The health care fund, $630 billion over the next decade, is a nice gesture, but it’s still not what we really need, which is a single-payer system. We’ll hear more on this from David Himmelstein in about 25 minutes, but single-payer is the only way you can get universal coverage and cost control, because you get the parasitical insurance companies out of the picture.

The deficit is going to be big, very big. It was strange to read on the World Socialist Web Site that these deficits are dangerous; their analysis sounded eerily like those of deficit hawks like Pete Peterson and the Concord Coalition. (Actually it’s more hawkish than this.) Either we have big deficits or everything goes down the drain. Of course if you want the economy to go down the drain, then you don’t like big deficits.

But after the emergency passes—assuming it does, that is—it’s time to get serious about soaking the rich to pay down some of the debt incurred in this vast rescue operation. I’ve long maintained that borrowing money from the rich, which is what deficit spending fundamentally does, is a very poor substitute for taxing them. Big deficits are an essential strategy for getting out of a crisis. But they’re not a good way to run an economy over the long term.

Putting all this together: the budget looks like bigger than baby steps in the right direction, the first serious signs at the fiscal level of a reversal of the priorities of the last 30 years. But only a beginning. And it has to get through Congress.

Oh, and we talk a lot about trillions of dollars. This is, when you stop to think about it, an almost unthinkable number. Here’s an approximation of a trillion. If you counted out a hundred dollar bill every second, it would take 317 years to reach a trillion.

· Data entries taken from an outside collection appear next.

Issue #130, opened 2021-01-08
BLEU with a variable number of references


tuetschek:
The current implementation of BLEU in SacreBLEU doesn't allow a variable number of references (different segments having a different number of references). Some NLG datasets (e.g. [E2E](https://github.com/tuetschek/e2e-dataset), [WebNLG](https://gitlab.com/shimorina/webnlg-dataset)) do have a variable number of references and it would be great if SacreBLEU worked on them.

Is that a design decision, or would you be open to a PR that would enable this?

martinpopel:
It seems that this feature is often needed (e.g. #69) and the current workaround (duplicate another reference for a given segment) is not user friendly (and it is not efficient), so I would welcome such a PR.

### File format
Currently, sacreBLEU supports both a single file with tab-separated references and multiple files (each reference in a single file).

The former format currently needs `--num-refs=Integer`. So do we want to allow also a range, e.g. `--num-refs=1-5`, so there is still same sanity check of the input data?

Do we want to allow variable number of references also in the latter format? That would mean e.g. re-defining an empty string as a missing reference (which should not affect the brevity penalty). How would then someone represent a real empty segment as a reference? (Suppose there is a language where the best translation of "Um, heh." is to omit it.) We could disambiguate the two use cases by special options such as `--variable-number-of-references` or `--treat-empty-as-empty`, but that seems too complicated (even with better names).

### The Python API
Currently, we have `corpus_bleu(sys, [ref1, ref2,...refN])`, where each of the N references is a list of all segments. I am not sure if we want to change it (cf. #125).
We could represent missing references (for a given segment) with `None` here, preventing thus the ambiguity of empty strings.

tuetschek:
Thanks for such a quick and detailed answer! I'll try to implement it then 🙂! 

I was actually only considering the Python API so far (for the upcoming [GEM NLG shared task/benchmark](https://gem-benchmark.github.io/)), so having the possibility just via the API and not exposed on the command line would be fine for my use case. I agree that representing missing references with `None` is the easiest way to go.

Re. Command line/file format: I think that allowing variable numbers of references just in the tab-separated format is fine. Allowing a range for `--num-refs` makes sense.

Regardless of whether we want to support the multi-file format or not, would it make sense to represent real empty references with a space character instead of a truly empty line/tab column, or is that too obscure?

ozancaglayan:
Hello

Thanks for the issue and the PR!

[...]

PR #132, opened 2021-01-12
Allow variable number of references for BLEU via API

tuetschek:
This allows BLEU to use a variable number of references (different number of references for each sentence) if called via the API (see #130). If a sentence has fewer than the maximum number of references, `None` should used to fill remaining reference streams.

### DIFF
--- a/sacrebleu/metrics/bleu.py
+++ b/sacrebleu/metrics/bleu.py
@@ -281,7 +281,7 @@ class BLEU:
         fhs = [sys_stream] + ref_streams
         for lines in zip(*fhs):
             # remove undefined references (i.e. we have fewer references for this particular sentence)
-            lines = [x for x in lines if x is not None]
+            lines = [x for x in lines if x is not None and x != ""]
             if len(lines) < 2:  # we need at least system + 1 defined reference
                 raise EOFError("No valid references for a sentence!")
 
--- a/sacrebleu/metrics/bleu.py
+++ b/sacrebleu/metrics/bleu.py
@@ -3,7 +3,6 @@
 import math
 import logging
 from collections import Counter
-from itertools import zip_longest
 from typing import List, Iterable, Union
 
 from ..tokenizers import TOKENIZERS
@@ -256,10 +255,18 @@ class BLEU:
         # look for already-tokenized sentences
         tokenized_count = 0
 
+        # sanity checks
+        if any(len(ref_stream) != len(sys_stream) for ref_stream in ref_streams):
+            raise EOFError("System and reference streams have different lengths!")
+        if any(line is None for line in sys_stream):
+            raise EOFError("Undefined line in system stream!")
+
         fhs = [sys_stream] + ref_streams
-        for lines in zip_longest(*fhs):
-            if None in lines:
-                raise EOFError("Source and reference streams have different lengths!")
+        for lines in zip(*fhs):
+            # remove undefined references (i.e. we have fewer references for this particular sentence)
+            lines = [x for x in lines if x is not None]
+            if len(lines) < 2:  # we need at least system + 1 defined reference
+                raise EOFError("No valid references for a sentence!")
 
             if self.lc:
                 lines = [x.lower() for x in lines]
--- a/CHANGELOG.md
+++ b/CHANGELOG.md
@@ -11,6 +11,7 @@
     to make two methods behave the same.
   - Add smoothing value to BLEU signature (#98)
   - dataset: Fix IWSLT links (#128)
+  - Allow variable number of references for BLEU (only via API) (#130)
 
 - 1.4.14 (2020-09-13)
   - Added character-based tokenization (`-tok char`).


martinpopel (approved):
Nice, thanks.
Let's merge this and the command-line support for variable number of refs can be solved in another PR (if someone needs it).

sacrebleu/metrics/bleu.py
```diff
@@ -256,10 +255,18 @@ def corpus_score(self, sys_stream: Union[str, Iterable[str]],
...
+            raise EOFError("Undefined line in system stream!")
+
         fhs = [sys_stream] + ref_streams
-        for lines in zip_longest(*fhs):
-            if None in lines:
-                raise EOFError("Source and reference streams have different lengths!")
+        for lines in zip(*fhs):
+            # remove undefined references (i.e. we have fewer references for this particular sentence)
+            lines = [x for x in lines if x is not None]
+            if len(lines) < 2:  # we need at least system + 1 defined reference
```
mjpost, line 268: What if we change this to

```python
lines = [x for x in lines if x is not None and x != ""]
```

Then the command line would work fine, unless I am missing something. You could, for example, provide 100 reference files, and if there were not 100 references for sentence 10, you could just have blank lines, which would then be skipped.

mjpost:
Thanks for this! I suggest we merge into #133 and including it with the changes to version 1.5.

sacrebleu/metrics/bleu.py
martinpopel: This PR solves just the API, not the command-line interface and file-format.
My idea was (see https://github.com/mjpost/sacrebleu/issues/130#issuecomment-757051390) that
* In the case of tab-separated refs in a single file, we would just specify a range of the number of references (`--num-refs=1-5`), but no empty strings would be needed. Missing columns would be substituted with `None` automatically before calling the API.
* In the case of multiple references in multiple files, we would need empty lines for missing references, but these would be again converted to `None` before calling the API.

The advantage is that the API could be still used by someone who needs empty references for some segments. This is unusual in MT, but BLEU (and `sacrebleu`) may be used also in other tasks.

That said, I don't have strong opinion on this. If we add `and x != ""` now, the feature will be immediately available also from the command line and no further PRs will be needed (just a documentation).

ozancaglayan: (FYI: `lines = [x for x in lines if x]` should be enough to test for both emptyness and None)

ozancaglayan: Should we merge this as it is then? What's the final decision?

martinpopel: Both merging as is (handling `None` only) and @mjpost's suggesting for handling also empty strings are OK for me.
I would slightly prefer the former as it allows empty references for some tasks (but I am not aware of any such task).

> `lines = [x for x in lines if x]` should be enough to test for both emptyness and None

Yes, but I find the explicit `if x is not None and x != ""` better because it is self-documenting that these are the two expected use cases (and `False`, empty containers and numerical zero are not expected).

mjpost: As @martinpopel suggests, I like the more explicit version.

mjpost:
I'm happy to have this merged, but it needs a note added to the CHANGELOG.

sacrebleu/metrics/bleu.py
ozancaglayan: Just after merging this, I figured out that this also removes empty hypotheses, which could have been produced by a decoder that only generated <EOS> token in the early training phase. In the case of multi-references, first ref would then be taken as the `hyp`, leading to erroneous computation:

```python
In [22]: sys
Out[22]: 
['The dog bit the man.',
 "It wasn't surprising.",
 'The man had just bitten him.']

In [23]: refs
Out[23]: 
[['The dog bit the man.', 'It was not unexpected.', 'The man bit him first.'],
 ['The dog had bit the man.',
  'No one was surprised.',
  'The man had bitten the dog.']]

In [24]: empty_sys
Out[24]: ['', '', '']

In [25]: sacrebleu.corpus_bleu(sys, refs)
Out[25]: BLEU = 48.53 82.4/50.0/45.5/37.5 (BP = 0.943 ratio = 0.944 hyp_len = 17 ref_len = 18)

In [26]: sacrebleu.corpus_bleu(empty_sys, refs)
Out[26]: BLEU = 23.93 64.7/35.7/18.2/12.5 (BP = 0.889 ratio = 0.895 hyp_len = 17 ref_len = 19)
```

ozancaglayan:
Just after merging this, I figured out that this also removes empty hypotheses, which could have been produced by a decoder that only generated "EOS" token in the early training phase. In the case of multi-references, first ref would then be taken as the `hyp`, leading to erroneous computation:

```python
In [22]: sys
Out[22]: 
['The dog bit the man.',
 "It wasn't surprising.",
 'The man had just bitten him.']

In [23]: refs
Out[23]: 
[['The dog bit the man.', 'It was not unexpected.', 'The man bit him first.'],
 ['The dog had bit the man.',
  'No one was surprised.',
  'The man had bitten the dog.']]

In [24]: empty_sys
Out[24]: ['', '', '']

In [25]: sacrebleu.corpus_bleu(sys, refs)
Out[25]: BLEU = 48.53 82.4/50.0/45.5/37.5 (BP = 0.943 ratio = 0.944 hyp_len = 17 ref_len = 18)

In [26]: sacrebleu.corpus_bleu(empty_sys, refs)
Out[26]: BLEU = 23.93 64.7/35.7/18.2/12.5 (BP = 0.889 ratio = 0.895 hyp_len = 17 ref_len = 19)
```

sacrebleu/metrics/bleu.py
tuetschek: @ozancaglayan : Good point. There's a sanity check for non-null hypotheses on line 261, but I guess that we need to allow empty hypotheses, so you can't just add `!= ''` there.

This should work:
```
lines = [lines[0]] + [x for x in lines[1:] if x is not None and x != ""]
```
But it's not pretty. Maybe it would be easier to treat the hypothesis separately from the references? I guess they're only joined together for the lowercasing and the tokenizer? 

Let me know, I can push a fix.

ozancaglayan: Iterating over them separately would be more cleaner but probably it's done this way for tokenization and lowercasing, as they are splitted back into different iterators in line 299.

Your fix seems legitimate to me, care to add 1-2 comment lines there to explain it as well?

I hope one day, we'll refactor these I/O pre-processing stuff out of the core computation methods, which would make things much clean.

mjpost: Very good catch! Did we have a test case that failed that triggered this? If not, we really should.

Can we do something like

```python
for sys, *refs in zip(*fhs):
   lines = [sys] + [ref for ref in refs if ref is not None and ref != ""]
```

That is also a bit ugly but at least the meaning is explicit.

tuetschek: OK, I've created #134 with the fix – I hope it's OK, I'm not sure how to add it here after this has been merged.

2 Comments on “Radio commentary, February 28, 2009

  1. “Raising taxes on the very rich is a good move.”

    From Robert Reich:

    “By allowing the Bush tax cuts to expire, the marginal income tax on the highest earners goes back to 39.6 percent (from 35 percent, now), and capital gains rates to 20 percent (from 15, now). The budget also limits the amount highest earners can claim for mortgage-interest and charitable deductions (from 35 percent now down to 28 percent), raising an estimated $318 billion over ten years. Finally, wealthier Medicare beneficiaries will have to pay higher premiums for prescription drugs.”

    So we Obamabots/Obamamaniacs weren’t so naive? Yes we can! Heh.